**What you have to do**. Every line of the listing that holds the word "LGTM" should be returned.

**Data supplied**.
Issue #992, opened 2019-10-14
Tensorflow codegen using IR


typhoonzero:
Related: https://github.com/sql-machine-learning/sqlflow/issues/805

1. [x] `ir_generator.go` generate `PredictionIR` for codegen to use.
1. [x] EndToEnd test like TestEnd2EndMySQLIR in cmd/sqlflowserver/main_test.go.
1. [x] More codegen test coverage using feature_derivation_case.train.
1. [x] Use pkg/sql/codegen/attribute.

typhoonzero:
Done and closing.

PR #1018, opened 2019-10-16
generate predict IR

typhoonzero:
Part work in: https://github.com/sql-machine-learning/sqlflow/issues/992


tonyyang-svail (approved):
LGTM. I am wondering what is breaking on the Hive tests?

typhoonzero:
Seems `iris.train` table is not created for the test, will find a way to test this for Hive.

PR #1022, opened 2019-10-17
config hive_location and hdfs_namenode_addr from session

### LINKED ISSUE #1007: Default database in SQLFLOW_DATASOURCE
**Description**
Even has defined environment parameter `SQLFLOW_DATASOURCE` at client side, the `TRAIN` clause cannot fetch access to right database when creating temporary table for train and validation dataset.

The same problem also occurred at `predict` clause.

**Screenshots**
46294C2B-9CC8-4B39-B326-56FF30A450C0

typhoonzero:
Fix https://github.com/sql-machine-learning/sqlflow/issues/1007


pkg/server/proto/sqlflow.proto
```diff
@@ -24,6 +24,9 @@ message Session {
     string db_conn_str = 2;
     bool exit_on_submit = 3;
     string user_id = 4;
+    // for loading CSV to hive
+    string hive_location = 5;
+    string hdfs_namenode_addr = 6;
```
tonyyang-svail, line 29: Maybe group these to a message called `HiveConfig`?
...
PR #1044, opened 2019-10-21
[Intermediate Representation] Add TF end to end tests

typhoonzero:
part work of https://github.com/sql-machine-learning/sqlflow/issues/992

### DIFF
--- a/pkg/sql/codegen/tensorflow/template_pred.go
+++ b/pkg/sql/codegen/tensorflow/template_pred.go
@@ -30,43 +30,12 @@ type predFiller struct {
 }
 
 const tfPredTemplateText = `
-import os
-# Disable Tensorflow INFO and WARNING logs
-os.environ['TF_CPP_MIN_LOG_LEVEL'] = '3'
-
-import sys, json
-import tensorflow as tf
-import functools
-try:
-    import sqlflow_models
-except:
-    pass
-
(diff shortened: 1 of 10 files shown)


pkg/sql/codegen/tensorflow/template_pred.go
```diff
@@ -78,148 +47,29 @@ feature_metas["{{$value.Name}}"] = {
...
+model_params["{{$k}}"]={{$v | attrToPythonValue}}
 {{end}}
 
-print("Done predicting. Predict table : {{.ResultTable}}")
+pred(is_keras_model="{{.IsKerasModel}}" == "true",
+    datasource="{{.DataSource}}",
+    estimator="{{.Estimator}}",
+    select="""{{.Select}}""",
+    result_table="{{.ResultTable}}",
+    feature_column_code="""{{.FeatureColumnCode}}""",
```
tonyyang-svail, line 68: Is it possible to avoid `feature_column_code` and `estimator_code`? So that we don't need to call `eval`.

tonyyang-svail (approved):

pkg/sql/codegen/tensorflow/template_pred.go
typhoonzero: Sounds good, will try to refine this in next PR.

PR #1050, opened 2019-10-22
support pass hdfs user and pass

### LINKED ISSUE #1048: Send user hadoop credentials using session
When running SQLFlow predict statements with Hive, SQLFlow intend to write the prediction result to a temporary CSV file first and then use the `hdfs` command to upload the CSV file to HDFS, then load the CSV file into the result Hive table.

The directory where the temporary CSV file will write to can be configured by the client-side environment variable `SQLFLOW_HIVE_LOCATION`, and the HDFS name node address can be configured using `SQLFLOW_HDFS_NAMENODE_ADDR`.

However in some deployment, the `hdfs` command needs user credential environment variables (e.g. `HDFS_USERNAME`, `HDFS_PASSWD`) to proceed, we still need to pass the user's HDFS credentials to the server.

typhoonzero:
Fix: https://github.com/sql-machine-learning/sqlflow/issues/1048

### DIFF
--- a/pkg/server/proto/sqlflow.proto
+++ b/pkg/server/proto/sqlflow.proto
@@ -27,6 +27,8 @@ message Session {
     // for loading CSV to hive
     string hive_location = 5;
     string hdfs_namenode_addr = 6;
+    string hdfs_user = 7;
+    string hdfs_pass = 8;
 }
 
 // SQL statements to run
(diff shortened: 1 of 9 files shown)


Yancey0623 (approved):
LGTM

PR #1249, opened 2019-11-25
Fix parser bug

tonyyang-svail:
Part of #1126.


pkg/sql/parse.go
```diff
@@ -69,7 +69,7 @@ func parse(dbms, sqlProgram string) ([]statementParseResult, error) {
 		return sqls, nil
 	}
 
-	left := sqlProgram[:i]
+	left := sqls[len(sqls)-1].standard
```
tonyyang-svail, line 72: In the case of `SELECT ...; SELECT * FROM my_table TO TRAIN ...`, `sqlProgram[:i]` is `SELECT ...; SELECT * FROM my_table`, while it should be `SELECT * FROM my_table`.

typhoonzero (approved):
==
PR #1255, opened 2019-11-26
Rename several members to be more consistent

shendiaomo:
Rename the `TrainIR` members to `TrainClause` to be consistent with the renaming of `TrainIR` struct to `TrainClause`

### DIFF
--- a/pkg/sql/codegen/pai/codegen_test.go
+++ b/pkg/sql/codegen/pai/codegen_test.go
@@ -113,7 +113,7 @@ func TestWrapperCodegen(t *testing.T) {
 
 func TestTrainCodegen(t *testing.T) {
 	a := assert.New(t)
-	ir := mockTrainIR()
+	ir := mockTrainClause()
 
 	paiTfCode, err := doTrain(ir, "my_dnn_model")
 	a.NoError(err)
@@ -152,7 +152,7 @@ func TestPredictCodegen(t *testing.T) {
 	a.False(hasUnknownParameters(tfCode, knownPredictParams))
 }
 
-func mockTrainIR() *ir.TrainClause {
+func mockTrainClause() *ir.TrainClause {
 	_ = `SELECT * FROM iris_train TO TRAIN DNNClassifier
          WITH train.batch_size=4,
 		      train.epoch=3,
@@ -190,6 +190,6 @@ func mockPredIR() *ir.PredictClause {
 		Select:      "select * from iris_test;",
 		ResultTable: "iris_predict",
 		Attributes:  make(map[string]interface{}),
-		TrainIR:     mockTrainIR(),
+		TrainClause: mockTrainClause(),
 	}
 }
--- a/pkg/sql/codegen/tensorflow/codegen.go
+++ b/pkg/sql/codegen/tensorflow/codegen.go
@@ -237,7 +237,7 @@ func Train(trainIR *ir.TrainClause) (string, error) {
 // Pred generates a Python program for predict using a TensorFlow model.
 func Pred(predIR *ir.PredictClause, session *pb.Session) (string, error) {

**Answer to the problem**.
LGTM. I am wondering what is breaking on the Hive tests?
LGTM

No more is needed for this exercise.